Task prompt
Locate the string "rotate" throughout the material and copy every line in which it occurs.

•••••

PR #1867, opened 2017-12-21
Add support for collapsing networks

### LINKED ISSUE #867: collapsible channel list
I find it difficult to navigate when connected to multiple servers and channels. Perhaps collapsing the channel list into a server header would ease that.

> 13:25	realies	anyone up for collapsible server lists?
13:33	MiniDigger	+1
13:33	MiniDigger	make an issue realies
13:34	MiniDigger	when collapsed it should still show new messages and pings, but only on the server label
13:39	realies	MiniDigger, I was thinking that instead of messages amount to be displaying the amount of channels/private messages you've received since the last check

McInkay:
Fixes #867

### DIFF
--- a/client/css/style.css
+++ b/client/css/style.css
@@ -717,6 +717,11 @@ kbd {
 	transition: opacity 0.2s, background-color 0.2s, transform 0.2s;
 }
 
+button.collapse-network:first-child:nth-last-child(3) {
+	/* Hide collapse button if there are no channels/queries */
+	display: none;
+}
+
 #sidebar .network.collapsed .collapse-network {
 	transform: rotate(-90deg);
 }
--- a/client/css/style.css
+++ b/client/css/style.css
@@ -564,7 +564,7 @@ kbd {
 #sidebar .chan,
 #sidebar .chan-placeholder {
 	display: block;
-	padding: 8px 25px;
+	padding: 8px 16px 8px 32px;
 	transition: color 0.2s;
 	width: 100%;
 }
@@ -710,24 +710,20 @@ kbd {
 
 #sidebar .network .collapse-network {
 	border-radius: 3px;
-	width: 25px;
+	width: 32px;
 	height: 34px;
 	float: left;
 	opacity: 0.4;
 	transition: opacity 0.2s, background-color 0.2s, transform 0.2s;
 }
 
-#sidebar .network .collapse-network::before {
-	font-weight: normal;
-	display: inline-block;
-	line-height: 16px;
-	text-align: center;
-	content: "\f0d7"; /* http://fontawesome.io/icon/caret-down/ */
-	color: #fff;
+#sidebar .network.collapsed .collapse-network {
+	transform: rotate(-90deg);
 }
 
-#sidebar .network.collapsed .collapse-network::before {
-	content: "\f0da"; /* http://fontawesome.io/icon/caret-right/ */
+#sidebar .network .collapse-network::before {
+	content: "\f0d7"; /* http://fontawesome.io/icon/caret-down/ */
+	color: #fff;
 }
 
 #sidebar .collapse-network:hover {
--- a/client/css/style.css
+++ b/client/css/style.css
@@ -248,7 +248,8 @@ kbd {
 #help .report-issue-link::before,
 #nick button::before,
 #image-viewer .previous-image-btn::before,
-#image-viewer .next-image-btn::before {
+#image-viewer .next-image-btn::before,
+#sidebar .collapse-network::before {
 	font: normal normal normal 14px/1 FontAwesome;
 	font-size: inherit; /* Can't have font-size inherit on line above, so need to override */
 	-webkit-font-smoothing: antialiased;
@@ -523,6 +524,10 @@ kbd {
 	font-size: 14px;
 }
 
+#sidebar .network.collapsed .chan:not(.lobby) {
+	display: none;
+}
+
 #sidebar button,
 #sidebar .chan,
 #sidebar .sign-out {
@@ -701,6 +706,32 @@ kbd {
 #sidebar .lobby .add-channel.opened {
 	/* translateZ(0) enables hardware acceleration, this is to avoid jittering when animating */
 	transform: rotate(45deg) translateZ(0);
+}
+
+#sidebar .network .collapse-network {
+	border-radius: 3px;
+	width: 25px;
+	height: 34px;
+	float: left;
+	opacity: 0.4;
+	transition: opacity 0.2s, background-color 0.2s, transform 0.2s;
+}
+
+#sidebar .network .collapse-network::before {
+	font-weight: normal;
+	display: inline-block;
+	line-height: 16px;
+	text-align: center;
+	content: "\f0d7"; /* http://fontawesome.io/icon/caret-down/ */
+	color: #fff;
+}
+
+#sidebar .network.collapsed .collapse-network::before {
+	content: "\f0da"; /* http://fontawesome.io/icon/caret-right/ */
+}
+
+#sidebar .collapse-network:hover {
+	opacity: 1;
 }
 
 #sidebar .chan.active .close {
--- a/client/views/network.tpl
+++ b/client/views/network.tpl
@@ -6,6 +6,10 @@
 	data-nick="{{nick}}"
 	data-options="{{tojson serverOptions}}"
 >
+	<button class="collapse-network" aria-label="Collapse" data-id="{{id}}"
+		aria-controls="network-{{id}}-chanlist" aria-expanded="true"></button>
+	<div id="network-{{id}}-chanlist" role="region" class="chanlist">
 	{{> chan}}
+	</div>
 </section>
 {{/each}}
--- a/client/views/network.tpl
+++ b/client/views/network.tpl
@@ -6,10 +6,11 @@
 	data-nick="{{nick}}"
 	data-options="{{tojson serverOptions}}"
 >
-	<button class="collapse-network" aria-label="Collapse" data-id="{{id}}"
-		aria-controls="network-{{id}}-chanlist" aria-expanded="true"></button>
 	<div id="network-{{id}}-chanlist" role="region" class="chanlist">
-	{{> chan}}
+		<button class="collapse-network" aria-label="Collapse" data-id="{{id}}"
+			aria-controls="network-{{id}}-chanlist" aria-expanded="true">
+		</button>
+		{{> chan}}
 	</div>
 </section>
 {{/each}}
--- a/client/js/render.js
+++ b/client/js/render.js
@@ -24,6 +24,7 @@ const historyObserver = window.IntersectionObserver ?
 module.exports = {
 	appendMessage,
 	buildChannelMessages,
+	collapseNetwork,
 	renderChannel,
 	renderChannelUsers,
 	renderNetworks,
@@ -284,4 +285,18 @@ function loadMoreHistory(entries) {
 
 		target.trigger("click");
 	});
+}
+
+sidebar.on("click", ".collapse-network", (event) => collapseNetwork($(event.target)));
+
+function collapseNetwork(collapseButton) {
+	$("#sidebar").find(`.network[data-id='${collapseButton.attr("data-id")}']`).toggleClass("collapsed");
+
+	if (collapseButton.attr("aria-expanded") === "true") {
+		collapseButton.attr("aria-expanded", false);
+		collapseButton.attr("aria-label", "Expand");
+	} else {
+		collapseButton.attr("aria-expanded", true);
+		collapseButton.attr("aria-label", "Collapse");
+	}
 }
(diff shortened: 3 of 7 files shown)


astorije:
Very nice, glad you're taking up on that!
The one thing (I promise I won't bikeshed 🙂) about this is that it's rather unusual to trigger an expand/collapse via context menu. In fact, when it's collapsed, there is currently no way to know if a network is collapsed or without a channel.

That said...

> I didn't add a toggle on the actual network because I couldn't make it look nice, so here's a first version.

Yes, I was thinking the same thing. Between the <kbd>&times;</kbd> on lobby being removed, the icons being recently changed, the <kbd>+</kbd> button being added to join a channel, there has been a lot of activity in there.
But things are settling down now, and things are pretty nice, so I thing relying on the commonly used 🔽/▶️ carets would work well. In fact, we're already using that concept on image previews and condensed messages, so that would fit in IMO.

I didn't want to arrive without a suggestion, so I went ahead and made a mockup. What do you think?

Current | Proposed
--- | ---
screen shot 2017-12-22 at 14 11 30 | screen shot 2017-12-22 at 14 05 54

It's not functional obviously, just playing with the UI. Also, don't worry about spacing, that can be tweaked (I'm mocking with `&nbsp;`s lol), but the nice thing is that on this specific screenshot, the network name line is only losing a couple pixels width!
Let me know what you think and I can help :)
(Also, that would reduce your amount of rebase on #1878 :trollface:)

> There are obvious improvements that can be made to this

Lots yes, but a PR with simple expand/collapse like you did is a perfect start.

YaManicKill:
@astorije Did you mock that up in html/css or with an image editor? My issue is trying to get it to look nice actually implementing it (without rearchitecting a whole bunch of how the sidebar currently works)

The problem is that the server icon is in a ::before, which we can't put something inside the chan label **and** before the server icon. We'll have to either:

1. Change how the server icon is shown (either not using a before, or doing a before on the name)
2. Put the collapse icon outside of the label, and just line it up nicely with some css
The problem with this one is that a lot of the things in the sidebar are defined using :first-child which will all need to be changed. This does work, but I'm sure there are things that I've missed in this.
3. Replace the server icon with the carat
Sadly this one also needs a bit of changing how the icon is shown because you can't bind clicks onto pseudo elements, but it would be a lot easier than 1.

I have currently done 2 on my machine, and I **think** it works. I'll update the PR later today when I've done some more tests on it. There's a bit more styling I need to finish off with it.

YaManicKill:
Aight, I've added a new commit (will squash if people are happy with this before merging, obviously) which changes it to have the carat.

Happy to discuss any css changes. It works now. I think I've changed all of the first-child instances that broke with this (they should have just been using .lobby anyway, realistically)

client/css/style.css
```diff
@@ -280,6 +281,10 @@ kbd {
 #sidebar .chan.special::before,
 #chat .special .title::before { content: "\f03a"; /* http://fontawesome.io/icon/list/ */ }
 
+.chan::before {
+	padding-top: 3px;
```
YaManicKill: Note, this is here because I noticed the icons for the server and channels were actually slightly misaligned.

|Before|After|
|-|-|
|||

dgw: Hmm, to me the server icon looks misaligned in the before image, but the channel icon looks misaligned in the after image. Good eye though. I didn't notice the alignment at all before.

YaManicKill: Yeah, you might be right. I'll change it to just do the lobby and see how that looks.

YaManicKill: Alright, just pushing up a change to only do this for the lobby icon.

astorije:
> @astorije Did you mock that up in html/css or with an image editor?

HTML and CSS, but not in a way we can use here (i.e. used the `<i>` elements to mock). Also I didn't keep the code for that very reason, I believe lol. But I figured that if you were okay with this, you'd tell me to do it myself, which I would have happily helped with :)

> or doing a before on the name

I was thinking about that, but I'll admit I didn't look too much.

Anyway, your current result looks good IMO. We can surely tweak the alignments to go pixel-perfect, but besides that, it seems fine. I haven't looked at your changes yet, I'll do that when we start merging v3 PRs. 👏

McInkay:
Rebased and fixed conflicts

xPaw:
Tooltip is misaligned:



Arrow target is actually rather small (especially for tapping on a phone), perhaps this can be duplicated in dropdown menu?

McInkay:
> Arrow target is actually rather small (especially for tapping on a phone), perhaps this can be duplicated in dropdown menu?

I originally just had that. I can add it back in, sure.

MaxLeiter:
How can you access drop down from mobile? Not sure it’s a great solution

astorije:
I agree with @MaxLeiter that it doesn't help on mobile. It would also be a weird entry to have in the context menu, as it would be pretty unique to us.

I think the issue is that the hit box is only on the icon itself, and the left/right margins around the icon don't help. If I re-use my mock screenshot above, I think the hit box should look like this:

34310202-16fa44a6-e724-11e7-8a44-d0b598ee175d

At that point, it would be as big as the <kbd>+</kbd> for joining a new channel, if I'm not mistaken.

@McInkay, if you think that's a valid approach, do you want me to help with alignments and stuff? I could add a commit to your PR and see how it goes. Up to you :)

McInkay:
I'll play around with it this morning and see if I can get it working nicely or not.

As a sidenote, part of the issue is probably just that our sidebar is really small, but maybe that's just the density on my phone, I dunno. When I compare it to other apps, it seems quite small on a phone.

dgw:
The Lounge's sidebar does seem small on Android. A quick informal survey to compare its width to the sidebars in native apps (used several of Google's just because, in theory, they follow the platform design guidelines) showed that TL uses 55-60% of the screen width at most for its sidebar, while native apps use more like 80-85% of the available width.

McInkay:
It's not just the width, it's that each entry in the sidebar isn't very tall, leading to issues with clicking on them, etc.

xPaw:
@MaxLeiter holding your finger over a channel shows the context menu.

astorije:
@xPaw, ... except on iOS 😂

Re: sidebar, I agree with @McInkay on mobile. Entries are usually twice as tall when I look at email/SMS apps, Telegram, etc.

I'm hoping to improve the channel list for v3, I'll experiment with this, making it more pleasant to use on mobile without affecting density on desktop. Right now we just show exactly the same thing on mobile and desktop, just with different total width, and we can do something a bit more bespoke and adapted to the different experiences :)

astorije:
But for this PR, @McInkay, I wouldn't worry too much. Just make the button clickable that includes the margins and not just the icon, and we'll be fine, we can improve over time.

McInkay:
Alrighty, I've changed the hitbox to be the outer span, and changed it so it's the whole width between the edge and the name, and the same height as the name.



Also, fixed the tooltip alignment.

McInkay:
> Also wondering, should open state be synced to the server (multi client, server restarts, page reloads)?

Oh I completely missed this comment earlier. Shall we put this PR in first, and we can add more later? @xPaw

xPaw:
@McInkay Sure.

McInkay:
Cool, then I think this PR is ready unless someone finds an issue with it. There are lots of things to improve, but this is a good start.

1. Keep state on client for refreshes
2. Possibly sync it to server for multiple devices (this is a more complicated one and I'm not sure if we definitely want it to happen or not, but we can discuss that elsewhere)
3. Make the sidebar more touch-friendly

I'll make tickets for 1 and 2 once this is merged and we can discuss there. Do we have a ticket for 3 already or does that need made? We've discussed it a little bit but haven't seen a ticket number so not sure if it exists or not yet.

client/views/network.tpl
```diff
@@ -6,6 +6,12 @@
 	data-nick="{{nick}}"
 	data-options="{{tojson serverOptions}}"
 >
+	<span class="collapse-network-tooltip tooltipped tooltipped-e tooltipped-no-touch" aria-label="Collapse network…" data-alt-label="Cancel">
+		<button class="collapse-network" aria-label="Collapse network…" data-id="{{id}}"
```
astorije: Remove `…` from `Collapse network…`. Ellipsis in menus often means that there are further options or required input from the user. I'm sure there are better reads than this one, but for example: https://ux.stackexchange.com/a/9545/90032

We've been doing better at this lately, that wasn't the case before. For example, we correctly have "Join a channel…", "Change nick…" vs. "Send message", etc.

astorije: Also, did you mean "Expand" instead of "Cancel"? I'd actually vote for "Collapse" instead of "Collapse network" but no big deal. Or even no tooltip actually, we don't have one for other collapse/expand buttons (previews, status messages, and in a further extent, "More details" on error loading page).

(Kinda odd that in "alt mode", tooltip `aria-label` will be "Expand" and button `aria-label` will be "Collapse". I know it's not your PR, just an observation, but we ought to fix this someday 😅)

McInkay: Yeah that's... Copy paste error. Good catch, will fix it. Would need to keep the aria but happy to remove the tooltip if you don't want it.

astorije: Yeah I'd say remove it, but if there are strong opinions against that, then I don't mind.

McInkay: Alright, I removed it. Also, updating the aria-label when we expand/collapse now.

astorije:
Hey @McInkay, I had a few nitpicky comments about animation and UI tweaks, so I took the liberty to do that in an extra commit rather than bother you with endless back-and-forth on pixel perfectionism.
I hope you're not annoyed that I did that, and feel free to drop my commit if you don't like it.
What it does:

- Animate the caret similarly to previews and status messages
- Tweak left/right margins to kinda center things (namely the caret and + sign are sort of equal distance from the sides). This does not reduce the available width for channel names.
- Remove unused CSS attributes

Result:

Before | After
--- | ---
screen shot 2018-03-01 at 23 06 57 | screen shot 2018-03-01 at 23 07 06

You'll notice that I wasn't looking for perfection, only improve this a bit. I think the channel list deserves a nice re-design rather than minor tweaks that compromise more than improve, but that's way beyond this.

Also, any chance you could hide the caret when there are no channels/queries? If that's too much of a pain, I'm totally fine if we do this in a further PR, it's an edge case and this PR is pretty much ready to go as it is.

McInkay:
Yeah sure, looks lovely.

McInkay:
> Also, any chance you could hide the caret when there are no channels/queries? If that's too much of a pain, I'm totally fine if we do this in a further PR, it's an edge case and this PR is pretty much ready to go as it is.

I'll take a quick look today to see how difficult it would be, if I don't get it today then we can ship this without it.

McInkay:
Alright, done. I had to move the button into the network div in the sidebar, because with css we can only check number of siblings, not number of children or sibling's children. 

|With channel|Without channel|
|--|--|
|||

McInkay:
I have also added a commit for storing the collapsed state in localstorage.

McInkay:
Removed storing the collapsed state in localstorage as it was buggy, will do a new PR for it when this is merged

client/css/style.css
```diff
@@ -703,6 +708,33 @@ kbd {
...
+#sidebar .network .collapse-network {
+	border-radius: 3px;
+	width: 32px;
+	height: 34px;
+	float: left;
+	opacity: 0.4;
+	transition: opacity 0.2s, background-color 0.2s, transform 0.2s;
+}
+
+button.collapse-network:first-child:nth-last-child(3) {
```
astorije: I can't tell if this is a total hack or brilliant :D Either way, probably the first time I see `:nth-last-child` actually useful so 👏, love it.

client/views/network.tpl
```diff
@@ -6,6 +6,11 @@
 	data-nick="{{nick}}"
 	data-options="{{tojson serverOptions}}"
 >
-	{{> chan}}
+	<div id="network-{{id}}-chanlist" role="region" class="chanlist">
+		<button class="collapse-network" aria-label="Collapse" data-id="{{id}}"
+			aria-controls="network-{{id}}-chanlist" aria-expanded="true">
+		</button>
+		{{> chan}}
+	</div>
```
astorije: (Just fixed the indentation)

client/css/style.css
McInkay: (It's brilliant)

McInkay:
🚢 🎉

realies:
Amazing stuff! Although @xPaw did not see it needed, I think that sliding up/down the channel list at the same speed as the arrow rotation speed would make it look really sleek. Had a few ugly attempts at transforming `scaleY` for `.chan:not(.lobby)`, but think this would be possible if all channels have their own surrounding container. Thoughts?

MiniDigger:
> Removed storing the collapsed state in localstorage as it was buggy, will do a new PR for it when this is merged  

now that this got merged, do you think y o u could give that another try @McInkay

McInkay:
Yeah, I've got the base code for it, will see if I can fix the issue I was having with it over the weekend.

•••••

Exercise response
 	transform: rotate(-90deg);
+	transform: rotate(-90deg);
 	transform: rotate(45deg) translateZ(0);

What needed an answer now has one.